Check each line of the listing below for the string "ThemeText", and copy the ones that have it.
============
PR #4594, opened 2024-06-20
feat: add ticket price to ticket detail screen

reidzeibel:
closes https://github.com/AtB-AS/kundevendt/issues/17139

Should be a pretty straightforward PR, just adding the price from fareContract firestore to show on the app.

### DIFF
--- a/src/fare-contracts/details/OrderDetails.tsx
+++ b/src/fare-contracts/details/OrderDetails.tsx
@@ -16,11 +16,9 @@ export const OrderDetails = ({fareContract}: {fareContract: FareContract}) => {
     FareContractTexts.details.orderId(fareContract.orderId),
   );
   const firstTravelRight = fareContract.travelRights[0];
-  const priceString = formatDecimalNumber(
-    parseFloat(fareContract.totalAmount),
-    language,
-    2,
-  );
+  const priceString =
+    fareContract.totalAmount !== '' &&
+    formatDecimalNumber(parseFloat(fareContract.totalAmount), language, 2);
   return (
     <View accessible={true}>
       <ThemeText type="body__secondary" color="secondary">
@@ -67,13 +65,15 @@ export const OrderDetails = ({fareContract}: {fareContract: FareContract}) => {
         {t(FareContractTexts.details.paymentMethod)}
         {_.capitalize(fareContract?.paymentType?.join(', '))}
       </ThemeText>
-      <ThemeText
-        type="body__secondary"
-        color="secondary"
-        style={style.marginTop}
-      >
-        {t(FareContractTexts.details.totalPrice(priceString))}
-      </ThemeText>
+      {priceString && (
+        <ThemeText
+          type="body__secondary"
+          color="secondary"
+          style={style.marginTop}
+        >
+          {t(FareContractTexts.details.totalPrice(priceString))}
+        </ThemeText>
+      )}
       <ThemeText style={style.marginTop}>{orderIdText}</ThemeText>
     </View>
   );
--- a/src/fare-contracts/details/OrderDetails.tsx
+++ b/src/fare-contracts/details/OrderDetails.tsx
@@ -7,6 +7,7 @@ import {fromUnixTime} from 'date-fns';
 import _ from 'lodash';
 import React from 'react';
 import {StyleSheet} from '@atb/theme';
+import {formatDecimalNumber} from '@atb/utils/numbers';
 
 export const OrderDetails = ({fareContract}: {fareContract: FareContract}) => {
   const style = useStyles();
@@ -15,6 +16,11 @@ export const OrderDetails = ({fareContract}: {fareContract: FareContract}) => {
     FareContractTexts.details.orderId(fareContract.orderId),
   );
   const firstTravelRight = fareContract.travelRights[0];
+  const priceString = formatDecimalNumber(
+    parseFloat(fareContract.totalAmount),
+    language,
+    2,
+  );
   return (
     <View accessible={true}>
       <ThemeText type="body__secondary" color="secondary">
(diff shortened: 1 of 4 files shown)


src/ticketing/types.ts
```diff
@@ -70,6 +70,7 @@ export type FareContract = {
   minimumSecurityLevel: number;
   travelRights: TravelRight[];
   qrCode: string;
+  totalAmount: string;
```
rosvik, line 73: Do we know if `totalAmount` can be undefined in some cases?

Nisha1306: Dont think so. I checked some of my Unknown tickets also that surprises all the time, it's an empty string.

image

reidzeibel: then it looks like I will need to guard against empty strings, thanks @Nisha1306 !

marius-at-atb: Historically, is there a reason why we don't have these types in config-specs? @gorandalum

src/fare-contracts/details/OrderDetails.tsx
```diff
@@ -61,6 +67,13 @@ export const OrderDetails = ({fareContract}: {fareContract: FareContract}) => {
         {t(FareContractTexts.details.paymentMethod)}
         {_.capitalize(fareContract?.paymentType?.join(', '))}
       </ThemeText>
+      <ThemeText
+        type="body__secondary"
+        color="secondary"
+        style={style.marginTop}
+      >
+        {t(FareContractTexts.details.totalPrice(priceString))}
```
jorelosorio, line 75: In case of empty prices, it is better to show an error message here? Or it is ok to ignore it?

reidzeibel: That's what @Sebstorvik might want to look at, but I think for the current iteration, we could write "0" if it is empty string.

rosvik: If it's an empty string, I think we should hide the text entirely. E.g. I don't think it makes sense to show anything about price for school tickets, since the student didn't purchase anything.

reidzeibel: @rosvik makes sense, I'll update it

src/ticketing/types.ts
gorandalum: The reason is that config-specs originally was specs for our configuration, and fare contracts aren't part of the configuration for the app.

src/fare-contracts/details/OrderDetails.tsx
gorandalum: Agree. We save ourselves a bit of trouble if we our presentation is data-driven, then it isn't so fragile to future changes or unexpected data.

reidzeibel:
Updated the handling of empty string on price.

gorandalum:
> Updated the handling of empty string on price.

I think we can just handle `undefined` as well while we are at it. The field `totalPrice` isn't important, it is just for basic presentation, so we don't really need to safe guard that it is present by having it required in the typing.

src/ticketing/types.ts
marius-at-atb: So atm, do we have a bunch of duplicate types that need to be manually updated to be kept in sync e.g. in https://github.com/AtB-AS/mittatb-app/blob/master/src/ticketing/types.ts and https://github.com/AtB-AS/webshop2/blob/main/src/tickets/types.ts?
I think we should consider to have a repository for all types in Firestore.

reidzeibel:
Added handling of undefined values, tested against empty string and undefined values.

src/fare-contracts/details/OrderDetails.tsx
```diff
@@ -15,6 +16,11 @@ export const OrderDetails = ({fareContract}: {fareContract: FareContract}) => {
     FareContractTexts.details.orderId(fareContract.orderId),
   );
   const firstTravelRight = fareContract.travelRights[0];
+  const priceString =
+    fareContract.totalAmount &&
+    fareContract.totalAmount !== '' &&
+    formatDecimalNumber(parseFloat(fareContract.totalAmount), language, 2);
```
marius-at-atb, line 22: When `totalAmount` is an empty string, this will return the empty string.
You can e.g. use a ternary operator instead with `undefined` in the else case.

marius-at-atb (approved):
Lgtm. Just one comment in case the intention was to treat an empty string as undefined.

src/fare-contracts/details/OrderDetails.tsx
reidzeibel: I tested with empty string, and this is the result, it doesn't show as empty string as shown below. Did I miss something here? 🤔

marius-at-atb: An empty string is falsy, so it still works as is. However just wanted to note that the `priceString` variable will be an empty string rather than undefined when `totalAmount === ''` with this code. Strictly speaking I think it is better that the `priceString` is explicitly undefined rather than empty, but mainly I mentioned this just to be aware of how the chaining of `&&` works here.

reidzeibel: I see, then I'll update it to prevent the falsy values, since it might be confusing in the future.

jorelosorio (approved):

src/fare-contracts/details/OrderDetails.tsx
============
Answer box.
       <ThemeText type="body__secondary" color="secondary">
       </ThemeText>
-      <ThemeText
-      </ThemeText>
+        <ThemeText
+        </ThemeText>
       <ThemeText style={style.marginTop}>{orderIdText}</ThemeText>
       <ThemeText type="body__secondary" color="secondary">
       </ThemeText>
+      <ThemeText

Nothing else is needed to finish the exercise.